Each year human activities, such as burning fossil fuels, release around 8 billion tonnes of carbon dioxide into the atmosphere.

Tropical deforestation is thought to contribute around 20% of these emissions, but with huge uncertainties, and the true value may be as high as 30%. A major factor in this uncertainty is that the biomass (of which about 50% is carbon) in the forests that are being cleared is very poorly known. As a result, the BIOMASS satellite has been designed to measure forest biomass and height, forest disturbance and regrowth for all the world's forests at spatial scales of around 50-100 m. This will greatly improve our understanding of current forest resources and also, crucially, will tell us how they are changing.

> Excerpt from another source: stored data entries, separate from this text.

PR #10004, opened 2025-10-16
Added Overwrite Columns Checkbox in Prepare> Column:Numeric > Transform dialog

anastasia-mbithe:
Fixes third point in #9984

@rdstern @lilyclements 
I assumed that we would need the checkbox in this dialog as suggested by Roger for consistency as the other dialogs with Multiple select.

@berylwaswa @Ag-Derek This is ready for testing.

### DIFF
--- a/instat/dlgTransform.vb
+++ b/instat/dlgTransform.vb
@@ -746,7 +746,6 @@ Public Class dlgTransform
         ucrInputDivide.SetRCode(clsScaleDivideOperator, bReset)
         ucrInputMultiply.SetRCode(clsScaleMultiplyOperator, bReset)
         ucrChkAddConstant.SetRCode(clsConstantDummyFunction, bReset)
-        ucrPnlNumericOptions.SetRCode(clsNumericDummyFunction, bReset)
         ucrPnlNonNegative.SetRCode(clsNonNegativeDummyFunction, bReset)
         ucrChkOmitNA.SetRCode(clsMeanFunction, bReset)
         ucrChkPreview.SetRCode(clsConstantDummyFunction, bReset)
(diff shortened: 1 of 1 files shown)


instat/dlgTransform.vb
```diff
@@ -1186,4 +1200,13 @@ Public Class dlgTransform
             clsScaleDivideColsOperator.RemoveParameterByName("z")
         End If
     End Sub
+
+    Private Sub ReopenDialog()
+        'This is hardcoded here so that the checkbox is always unchecked when the dialog is reopened
+        ucrChkOverWriteColumns.Checked = False
+    End Sub
+
```
Ag-Derek: @anastasia-mbithe does this dialog still have that problem of the checkbox remembering it last setting even when you set it to not be checked in the initialisedialog block?

anastasia-mbithe: Do you mean in set defaults? I hadn't checked before but I just did and yes, it could remain checked. So we still retain this sub.

anastasia-mbithe:
I've made a few changes after testing the changes that I had made, having being suggested by the AI assist, only to find some other issue was introduced. 
I just fixed that. In the Multiple, the save sets "select" as default but also allows user typed and the checked overwrite works well too.

rdstern:
@anastasia-mbithe this is great.
a) It seems to work well, I haven't tested fully though yet.  
b) Only small point I found is that when I choose Multiple the label correctly changes from Column to Select.  But when I return to the dialog it is still correctly in Multiple, but the label is back to Column: again.
c) As with the Find/ReplaceI wonder about keeping the option of overwriting even for Single.  Therefore changing the checkbox label to `Overwrite Column(s)`.
This is great to merge once the small changes are done.
@rachelkg and @berylwaswa please note this is another dialog with an important change for the help and documentation.

Vitalis95:
@anastasia-mbithe , for the `b)` above , you can  add;

```
Private Sub dlgRank_VisibleChanged(sender As Object, e As EventArgs) Handles Me.VisibleChanged
        If Me.Visible Then
            If rdoMultiple.Checked Then
                lblSelectColumns.Text = "Select:"
            Else
                lblSelectColumns.Text = "Column:"
            End If
        End If
    End Sub
```

berylwaswa (approved):
@anastasia-mbithe this is looking good. @Ag-Derek @Vitalis95 over to you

Professor Shaun Quegan, from the School of Mathematics and Statistics at the University of Sheffield, is the lead scientist on this mission and is working with scientists from around the world to ensure that BIOMASS is successful. A big step towards getting BIOMASS into space occurred in February 2009, after a selection meeting in Lisbon at which six competing missions were presented. Only three survived, one of which was BIOMASS. The next two years will now be spent in critical assessment of the mission, with the aim of getting BIOMASS through the final selection in 2011.

BIOMASS takes advantage of a new opportunity, since before 2003 the radar wavelength it uses (68 cm) was unavailable for Earth Observation because of possible interference with military systems.

However, in 2003 the International Telecommunication Union opened this wavelength for imaging the Earth. This was a key development , since measurements of forests at this long wavelength are very sensitive to biomass.

The BIOMASS team, led by Shaun Quegan of Sheffield and Thuy Le Toan of the Centre d'Etudes Spatiales du Biosphere, Toulouse, responded as quickly as possible, making a proposal that was accepted for preliminary studies by ESA in 2006, along with five other missions measuring different aspects of the Earth's behaviour. These studies confirmed the importance and feasibility of BIOMASS; combined with its importance, this carried BIOMASS through the Lisbon selection and closer to its realisation as a space mission monitoring the health of the Earth's forests.

Professor Quegan commented: "Trees are an enormously important resource for people all over the world, for building materials, energy, biodiversity and air and water quality, as well as having a major impact on climate. This mission is urgently needed to keep track of these resources and to understand how changes in the world's forests affect the planet."

In addition, BIOMASS will be able to give the first chance to see the Earth with the special view provided by this type of radar, and it is expected that it will be able to do much more than measure biomass. For example, the radar will be able to penetrate deep into dry soils and ice, making it able to map the bedrock in places like the Sahara, which is important for mineral exploration and understanding past climates, and to measure ice motion across the globe.